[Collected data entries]
PR #2851, opened 2017-02-23
Fix checks in render_paper_section macro

DavidAndreev:


indico/modules/events/papers/templates/_contributions.html
```diff
@@ -1,10 +1,11 @@
 {% macro render_paper_section(contribution, show_paper=True) %}
+    {% set can_access = (contribution.abstract and contribution.abstract.submitter == session.user) or contribution.is_user_associated(session.user) %}
```
nop33: How's the abstract related to the paper? I don't get it...

ThiefMaster: It's what we discussed during the meeting: If you submitted the abstract from which the contribution was created, you should be able to upload the paper for it even if you are not an author/speaker.

indico/modules/events/papers/templates/_contributions.html
```diff
@@ -1,10 +1,11 @@
 {% macro render_paper_section(contribution, show_paper=True) %}
```
ThiefMaster: `true`

indico/modules/events/papers/templates/_contributions.html
nop33: I think you could also use `paper.can_submit`. Check it out in the `Paper` model.

ThiefMaster:
I think we should never show anything paper-related if the papers feature is disabled in the event.

indico/modules/events/papers/templates/_contributions.html
ThiefMaster: I thought so too, but we don't have a `Paper` instance for a contribution with no paper revisions...

nop33: I see. In that case I would rewrite this line with:
```jinja
{% set can_access = paper.can_submit(session.user) or (contribution.abstract and contribution.abstract.submitter == session.user)
```

nop33: Dammit github for not adding the comment before I post mine!

ThiefMaster: But `paper` is None :/

However, `Paper.can_submit()` could use the new `is_user_associated` method.

BTW, we could add a `check_abstract` kwarg to that method and then move the abstract submitter check in there.

nop33: In that case it would make sense to update the `paper.can_submit()` method to use the `is_user_associated`.

DavidAndreev:
@ThiefMaster so maybe like this in contribution_display.html : `{{ render_paper_section(contribution, show_paper=event.has_feature('papers')) }}` , I dont know for what was that show_paper intended at first but there s nothing being passed now as far as i know

indico/modules/events/papers/models/papers.py
```diff
@@ -82,7 +82,8 @@ def can_comment(self, user):
     def can_submit(self, user):
         if not user:
             return False
-        return any(x.person.user == user for x in self.contribution.person_links if x.person.user)
+        return (any(x.person.user == user for x in self.contribution.person_links if x.person.user) or
```
nop33: now you check the same thing twice :smile: 
```
any(pl.person.user == user for pl in self.person_links)

any(x.person.user == user for x in self.contribution.person_links if x.person.user)
```

indico/modules/events/contributions/models/contributions.py
```diff
@@ -454,6 +454,13 @@ def get_non_inheriting_objects(self):
         """Get a set of child objects that do not inherit protection."""
         return get_non_inheriting_objects(self)
 
+    def is_user_associated(self, user, **kwargs):
```
ThiefMaster: Why kwargs?! `check_abstract=False`

indico/modules/events/contributions/models/contributions.py
```diff
@@ -454,6 +454,13 @@ def get_non_inheriting_objects(self):
...
+        if user is None:
+            return False
+        if kwargs.get('check_abstract'):
```
ThiefMaster:
```
if check_abstract and self.abstract and self.abstract.submitter == user:
    return True
return any(...)
```

More readable than trying to squeeze this into a single statement

indico/modules/events/papers/models/papers.py
DavidAndreev: oh ..true :smile:  .. but there is also this check at the end ` if x.person.user` , I dont have that in the is_user_associated, I guess i should add it cause the user can be None right ?

indico/modules/events/contributions/models/contributions.py
```diff
@@ -454,6 +454,12 @@ def get_non_inheriting_objects(self):
         """Get a set of child objects that do not inherit protection."""
         return get_non_inheriting_objects(self)
 
+    def is_user_associated(self, user, check_abstract=False):
+        if user is None:
+            return False
+        if check_abstract and self.abstract and self.abstract.submitter == user:
+            return True
+        return any(pl.person.user == user for pl in self.person_links if pl.person.user)
```
ThiefMaster: FWIW, the `if pl.person.user` isn't necessary since `user` is guaranteed to be not None here. It doesn't harm though so we can keep it

indico/modules/events/contributions/templates/display/contribution_display.html
```diff
@@ -239,7 +239,7 @@
         </section>
     {%- endif %}
 
-    {{ render_paper_section(contribution, show_paper=show_paper) }}
+    {{ render_paper_section(contribution, show_paper=contribution.event_new.has_feature('papers')) }}
```
ThiefMaster: I would wrap this macro call in an if checking for the feature instead of having this argument.

indico/modules/events/papers/models/papers.py
```diff
@@ -82,7 +82,7 @@ def can_comment(self, user):
     def can_submit(self, user):
         if not user:
```
ThiefMaster: that's already checked in `is_user_associated`

indico/modules/events/papers/templates/_contributions.html
```diff
@@ -1,10 +1,11 @@
-{% macro render_paper_section(contribution, show_paper=True) %}
+{% macro render_paper_section(contribution, show_paper=true) %}
+    {% set can_access = contribution.is_user_associated(session.user, check_abstract=true) %}
     {% set paper = contribution.paper %}
     {% set show_paper = paper.accepted_revision and show_paper %}
     {% set show_paper_status = paper.last_revision and contribution.can_manage(session.user, 'submit') %}
     {% set show_paper_submission = contribution.event_new.cfp.is_open and contribution.can_manage(session.user, 'submit') %}
 
-    {% if show_paper or show_paper_status or show_paper_submission %}
+    {% if (show_paper or show_paper_status or show_paper_submission) and can_access %}
```
ThiefMaster: This check is wrong, `can_access` should be called `can_submit` and only apply to the paper status/submission - showing the accepted paper revision doesn't need any special access.

indico/modules/events/papers/templates/_contributions.html
```diff
@@ -1,10 +1,11 @@
-{% macro render_paper_section(contribution, show_paper=True) %}
+{% macro render_paper_section(contribution, show_paper=true) %}
+    {% set can_access = contribution.is_user_associated(session.user, check_abstract=true) %}
     {% set paper = contribution.paper %}
     {% set show_paper = paper.accepted_revision and show_paper %}
     {% set show_paper_status = paper.last_revision and contribution.can_manage(session.user, 'submit') %}
```
ThiefMaster: `= can_submit and ..` - and get rid of the `can_manage` check

indico/modules/events/papers/templates/_contributions.html
```diff
@@ -1,10 +1,11 @@
-{% macro render_paper_section(contribution, show_paper=True) %}
+{% macro render_paper_section(contribution, show_paper=true) %}
+    {% set can_access = contribution.is_user_associated(session.user, check_abstract=true) %}
```
ThiefMaster: `can_submit`

indico/modules/events/papers/templates/_contributions.html
```diff
@@ -1,10 +1,11 @@
...
     {% set paper = contribution.paper %}
     {% set show_paper = paper.accepted_revision and show_paper %}
     {% set show_paper_status = paper.last_revision and contribution.can_manage(session.user, 'submit') %}
     {% set show_paper_submission = contribution.event_new.cfp.is_open and contribution.can_manage(session.user, 'submit') %}
```
ThiefMaster: can_submit instead of the can_manage check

• Aim of the task: Wherever the string "method" appears in a line of the records above, copy that line.

• Output:
However, `Paper.can_submit()` could use the new `is_user_associated` method.
BTW, we could add a `check_abstract` kwarg to that method and then move the abstract submitter check in there.
nop33: In that case it would make sense to update the `paper.can_submit()` method to use the `is_user_associated`.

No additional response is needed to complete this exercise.